LETTER: Charlottetown cab services need to improve

Share:

On July 17th, Mr. David Dodd of Peterborough, Ont., wrote the letter “Critical of Charlottetown Cabs” in The Guardian outlining his regrettable taxi cab experience in Charlottetown while on vacation. How unfortunate is it that someone visiting the Island from 2,000 kilometres away felt he had to write a letter about their bad experience in P.E.I., where we take (or like to say we take) great pride in the service provided to our many visitors?

Is Mr. Dodd onto something? Is he showing us what we already know, or what we should know? If you take cabs in Charlottetown as I did over 50 times last year, then you already know the answer - of course he is!

The first encounter with P.E.I. that many visitors experience is their cab ride from the airport. If they are lucky, they will chance upon an available cab that is not littered with empty coffee cups, dirty floors, and reeking of cigarette smoke or perfumed smells to help disguise the odour.

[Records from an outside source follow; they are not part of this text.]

PR #22, opened 2017-11-20
HID Shared Memory - Structures + key held/down/up implementation

shinyquagsire23:
Example of usage:
```
// Retrieve only raw left output from Player 1
hidSetControllerLayout(CONTROLLER_PLAYER_1, LAYOUT_LEFT);
while(1)
{
    hidScaninput();

    if (hidKeysHeld(CONTROLLER_PLAYER_1) & KEY_DOWN)
        printf("P1 left controller is held down\n");

    if (hidKeysDown(CONTROLLER_HANDHELD) & KEY_A)
        printf("Handheld pressed A!\n");

    if ((hidMouseButtonsHeld() & MOUSE_LEFT) && hidKeyboardHeld(KBD_W))
        printf("Pyro main detected!\n");

    if (hidKeyboardModifierUp(KBD_MOD_CAPSLOCK))
        printf("caps lock finally released\n");

    if (hidKeysDown(CONTROLLER_HANDHELD) & KEY_TOUCH) {
        touchPosition pos;
        printf("Touches at:\n");
        for (int i = 0; i < hidTouchCount(); i++) {
            hidTouchRead(&pos, i);
            printf("Touch index #%u: %u, %u\n", i, pos.px, pos.py);
        }
    }
}
```

Keyboard keys are handled with the key passed in due to the keyboard keys being held in a 256-bit array, a bit per key based on the HID scancode. Scancodes for keyboards cannot be OR'd together (two separate hidKeyboard* calls OR'd works fine however). Keyboard modifiers can technically be handled the same as controller input, but I had them passed in as arguments for consistency.

Controller input can be retrieved from several different types of layouts, the default layout is `LAYOUT_DEFAULT` which adjusts for controller orientation for Joy-Con halves. This can be overridden to another layout if desired, per-controller.

HID shared memory stores timestamps in number of samples, controller updates are checked for by subtracting the current timestamp from the last timestamp to check if samples have been added. Samples are stored in circular buffers with `latestEntry` indexing the current sample entry. The current behavior follows ctrulib where current samples are cleared and are only set to not-0 if there are updated samples available at the time of calling `hidScanInput`

Touchscreen structures are implemented, I'm still debating exactly how to handle/store held/down/up there since the number of fingers used is variable. More status probing stuff is still incoming as well, but again all structures are implemented for the most part.

- [x] Keys held/down/up for mouse, keyboard, controllers
- [ ] Controller status probing (which controllers are active, what type of controllers are they, how many, what colors are they, what layouts are they using)
- [x] Touchscreen value retrieval, and KEY_TOUCH
- [ ] Activate/deactivate input devices, only probe what is active

### DIFF
--- a/nx/source/services/hid.c
+++ b/nx/source/services/hid.c
@@ -110,6 +110,10 @@ void hidSetControllerLayout(HIDControllerID id, HIDControllerLayoutType layoutTy
     g_controllerLayout[id] = layoutType;
 }
 
+HIDControllerLayoutType hidGetControllerLayout(HIDControllerID id) {
+    return g_controllerLayout[id];
+}
+
 void hidScanInput(void) {
     if (g_hidServiceSession == INVALID_HANDLE) return;
     HIDSharedMemory *sharedMem = (HIDSharedMemory*)hidGetSharedmemAddr();
--- a/nx/source/services/hid.c
+++ b/nx/source/services/hid.c
@@ -137,6 +137,9 @@ void hidScanInput(void) {
     if ((s64)(newTouchEntry->header.timestamp - g_touchTimestamp) > 0) {
         memcpy(&g_touchEntry, newTouchEntry, sizeof(HIDTouchScreenEntry));
         g_touchTimestamp = newTouchEntry->header.timestamp;
+
+        if (hidTouchCount())
+            g_controllerHeld[CONTROLLER_HANDHELD] |= KEY_TOUCH;
     }
 
     u64 latestMouseEntry = sharedMem->mouse.header.latestEntry;
@@ -176,7 +179,7 @@ void hidScanInput(void) {
             memcpy(&g_controllerEntries[i], newInputEntry, sizeof(HIDControllerInputEntry));
             g_controllerTimestamps[i] = newInputEntry->timestamp;
 
-            g_controllerHeld[i] = g_controllerEntries[i].buttons;
+            g_controllerHeld[i] |= g_controllerEntries[i].buttons;
         }
 
         g_controllerDown[i] = (~g_controllerOld[i]) & g_controllerHeld[i];
@@ -236,6 +239,25 @@ bool hidKeyboardDown(HIDKeyboardScancode key) {
 
 bool hidKeyboardUp(HIDKeyboardScancode key) {
     return g_keyboardUp[key / 32] & (1 << (key % 32));
+}
+
+u32 hidTouchCount(void) {
+    return g_touchEntry.header.numTouches;
+}
+
+void hidTouchRead(touchPosition *pos, u32 point_id) {
+    if (pos) {
+        if (point_id >= g_touchEntry.header.numTouches) {
+            memset(pos, 0, sizeof(touchPosition));
+            return;
+        }
+
+        pos->px = g_touchEntry.touches[point_id].x;
+        pos->py = g_touchEntry.touches[point_id].y;
+        pos->dx = g_touchEntry.touches[point_id].diameterX;
+        pos->dy = g_touchEntry.touches[point_id].diameterY;
+        pos->angle = g_touchEntry.touches[point_id].angle;
+    }
 }
 
 static Result _hidCreateAppletResource(Handle sessionhandle, Handle* handle_out, u64 AppletResourceUserId) {
--- a/nx/source/services/hid.c
+++ b/nx/source/services/hid.c
@@ -5,6 +5,19 @@ static Handle g_hidServiceSession = INVALID_HANDLE;
 static Handle g_hidIAppletResource = INVALID_HANDLE;
 static SharedMemory g_hidSharedmem;
 
+static HIDTouchScreenEntry touchEntry;
+static HIDMouseEntry mouseEntry;
+static HIDKeyboardEntry keyboardEntry;
+static HIDControllerInputEntry controllerEntries[10];
+
+static u64 mouseOld, mouseHeld, mouseDown, mouseUp;
+static u64 keyboardModOld, keyboardModHeld, keyboardModDown, keyboardModUp;
+static u32 keyboardOld[8], keyboardHeld[8], keyboardDown[8], keyboardUp[8];
+static u64 controllerOld[10], controllerHeld[10], controllerDown[10], controllerUp[10];
+
+static HIDControllerLayoutType controllerLayout[10];
+static u64 touchTimestamp, mouseTimestamp, keyboardTimestamp, controllerTimestamps[10];
+
 static Result _hidCreateAppletResource(Handle sessionhandle, Handle* handle_out, u64 AppletResourceUserId);
 static Result _hidGetSharedMemoryHandle(Handle sessionhandle, Handle* handle_out);
 
@@ -41,6 +54,8 @@ Result hidInitialize(void) {
         g_hidIAppletResource = INVALID_HANDLE;
     }
 
+    hidReset();
+
     return rc;
 }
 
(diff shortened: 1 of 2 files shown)


nx/source/services/hid.c
```diff
@@ -61,6 +76,29 @@ void hidExit(void)
     shmemClose(&g_hidSharedmem);
 }
 
+void hidReset(void)
+{
+    // Reset internal state
+    memset(&touchEntry, 0, sizeof(HIDTouchScreenEntry));
+    memset(&mouseEntry, 0, sizeof(HIDMouseEntry));
+    memset(&keyboardEntry, 0, sizeof(HIDKeyboardEntry));
+    memset(&controllerEntries, 0, sizeof(HIDControllerInputEntry));
```
yellows8: This is an array not a single entry: remove '&' and use sizeof(controllerEntries).

nx/source/services/hid.c
```diff
@@ -69,6 +107,149 @@ void* hidGetSharedmemAddr(void) {
...
+    memcpy(controllerOld, controllerHeld, sizeof(controllerOld));
+
+    mouseHeld = 0;
+    keyboardModHeld = 0;
+    memset(keyboardHeld, 0, sizeof(keyboardHeld));
+    memset(controllerHeld, 0, sizeof(controllerHeld));
+    memset(&touchEntry, 0, sizeof(HIDTouchScreenEntry));
+    memset(&mouseEntry, 0, sizeof(HIDMouseEntry));
+    memset(&keyboardEntry, 0, sizeof(HIDKeyboardEntry));
+    for (int i = 0; i < 10; i++)
```
yellows8: Replace with a memset for the entire array as described above.

nx/source/services/hid.c
```diff
@@ -5,6 +5,19 @@ static Handle g_hidServiceSession = INVALID_HANDLE;
 static Handle g_hidIAppletResource = INVALID_HANDLE;
 static SharedMemory g_hidSharedmem;
 
+static HIDTouchScreenEntry touchEntry;
```
plutooo: Can you prefix with g_?

nx/source/services/hid.c
```diff
@@ -61,6 +76,28 @@ void hidExit(void)
     shmemClose(&g_hidSharedmem);
 }
 
+void hidReset(void) {
+    // Reset internal state
+    memset(&touchEntry, 0, sizeof(HIDTouchScreenEntry));
```
plutooo: You can turn all of this into an anonymous struct and then just have a single memset-call if you want to

fincs:
How about:
- `u32 hidTouchCount(void)` returning the number of touch points
- `void hidTouchRead(touchPosition* pos, u32 point_id)` for reading a touch point (0 is always known to exist)
- `KEY_TOUCH` pseudo-key that would be added to the key bitmask when `hidTouchCount() != 0`

plutooo:
How to know what controller configuration is active?

nx/source/services/hid.c
```diff
@@ -69,6 +106,135 @@ void* hidGetSharedmemAddr(void) {
...
+    memset(controllerHeld, 0, sizeof(controllerHeld));
+    memset(&touchEntry, 0, sizeof(HIDTouchScreenEntry));
+    memset(&mouseEntry, 0, sizeof(HIDMouseEntry));
+    memset(&keyboardEntry, 0, sizeof(HIDKeyboardEntry));
+    for (int i = 0; i < 10; i++)
+        memset(&controllerEntries[i], 0, sizeof(HIDControllerInputEntry));
+
+    u64 latestTouchEntry = sharedMem->touchscreen.header.latestEntry;
+    HIDTouchScreenEntry *newTouchEntry = &sharedMem->touchscreen.entries[latestTouchEntry];
+    if (newTouchEntry->header.timestamp - touchTimestamp) {
```
plutooo: What's going on with this if statement

nx/source/services/hid.c
```diff
@@ -69,6 +106,135 @@ void* hidGetSharedmemAddr(void) {
     return shmemGetAddr(&g_hidSharedmem);
 }
 
+void hidSetControllerLayout(HIDControllerID id, HIDControllerLayoutType layoutType) {
+    controllerLayout[id] = layoutType;
+}
+
+void hidScanInput(void) {
```
plutooo: I think we might wanna either split hidScanInput into:

hidScanKeyboard()
hidScanController()
hidScanTouch()
hidScanMouse()
etc...

or have it take a bitfield like this:

hidScanInput(HidScan_Controller | HidScan_Touch)

plutooo: For performance reasons

yellows8:
(De)activate service commands should be added too. (http://switchbrew.org/index.php?title=HID_services#hid)

nx/source/services/hid.c
yellows8: Or only process the currently activated devices?

fincs: I think controller state (and touch?) should be unconditionally scanned. The other devices (keyboard, mouse) should only be scanned if they are active/enabled. I don't think `hidScanInput` should be split into multiple functions, or a parameter added to it.

plutooo: Why have a special rule? It's better to have the API symmetric for all types of input

nx/source/services/hid.c
fincs: I think it should be rewritten to `if ((s64)(newTouchEntry->header.timestamp - touchTimestamp) >= 0)`. It is meant to be a basic greater-than check, accounting for the fact that the timestamp overflowing the 64-bit variable is technically possible and valid.

nx/source/services/hid.c
fincs: But not all types of input will be as commonly used. I think button input should always be available.

nx/source/services/hid.c
plutooo: Right now the comparison is equivalent to (newTouchEntry->header.timestamp != touchTimestamp) afaict

fincs: It is. But of course, incoming touch entries with a previous timestamp would also pass the check... Not sure if we want to assume that will never happen...

nx/source/services/hid.c
plutooo: Doesn't justify a special rule.

A function should not assume what the user wants to do. It should do what it says, and only that.

fincs: Actually, is it possible to disable controller input in the first place? If so, then there wouldn't really be a way to unconditionally disable button input.

I think libnx could keep track of which sources of input are enabled at the moment, and scan those in `hidScanInput`, therefore obviating the need for a special parameter.

nx/source/services/hid.c
shinyquagsire23: Rollover is unlikely, but I think I'll go ahead and move to a greater-than zero compare for clarity.

nx/source/services/hid.c
shinyquagsire23: I'm thinking what I'll do is add the activate/deactivate commands @yellows8 mentioned, keep keyboard+mouse off by default at init and then have libnx keep track of and only update button states for devices which are enabled.

I think I can also optimize controllers a bit by checking if the slot has no controller attached, HIDControllerType should have no bits set with controllers detached. I'm not sure if I have anything similar to detect mouse+keyboard though, I'll have to investigate a bit I suppose.

shinyquagsire23:
Went ahead and added a list of things yet to be added, I think at the very least I'd like feature parity with ctrulib w/ touch stuff (maybe minus gyro stuff, need to look into that). Might also look into organizing things into structures some more.

plutooo:
Let's just pull this in

PR #24, opened 2018-01-09
vi:m ManagedLayer support

shinyquagsire23:
vi:m is able to create its own managed layers without AppletAE/AppletAO. Also fixed a typo in gfx.c.


plutooo:
Can you remove the logic from viOpenLayer so that we can merge this ?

They will likely climb into a very unpleasant 20 minutes to Charlottetown. For the retired couple, the family, the business person, this will be their first taste of the Island. How is this allowed to happen? Who is monitoring smoking in a cab, which is a public place? Who is overseeing a reasonable standard of hygiene and cleanliness in this important and visible public service? Obviously no one.

Even worse, every Friday and Saturday night in the school season and every night in the summer, downtown is humming with our young people, young Islanders and other young people from all over the world. It’s vibrant, fun and cool. And then, the night winds down and unlike those of us one or two generations ago, the vast majority of our young people are responsible and do not drive impaired. They cab it.

That’s where the good story ends. I believe young people in Charlottetown are consistently getting gouged by the cabs. I also believe they get overcharged. Charged double. If three get in a cab, each is charged individual fares. If you live outside town, then “it’s not worth their while.” Kids have apparently paid $50 to get to Stratford, East or West Royalty. If you know one, ask them. Chances are they have been ripped off. We teach them to make good choices, we hope and pray they do and then when they do they are taken advantage of. So, what happens? Many resort to taking the chance and driving home (just like Mr. Dodd said he would do next time!). That is a serious issue. And then, which one of us has not experienced the normal Charlottetown cab who takes three people home and charges each of them full fare? That’s been happening for decades.

To say all of these practices are unacceptable is a gross understatement. There appears to be no rules. They govern themselves. They do not reflect the values and expectations of Islanders, young and old. That’s enough. This must stop and cab companies and drivers must be held responsible and accountable for breaches in laws, bylaws and regulations. It’s not 1965. Regulate them. Inspect them. Put meters in cabs like everywhere else in Canada. And when drivers break rules and laws, then make them accountable. The rest of us are accountable!

And if they don’t want to ... then do what the rest of Canada does, let Uber fill the gap.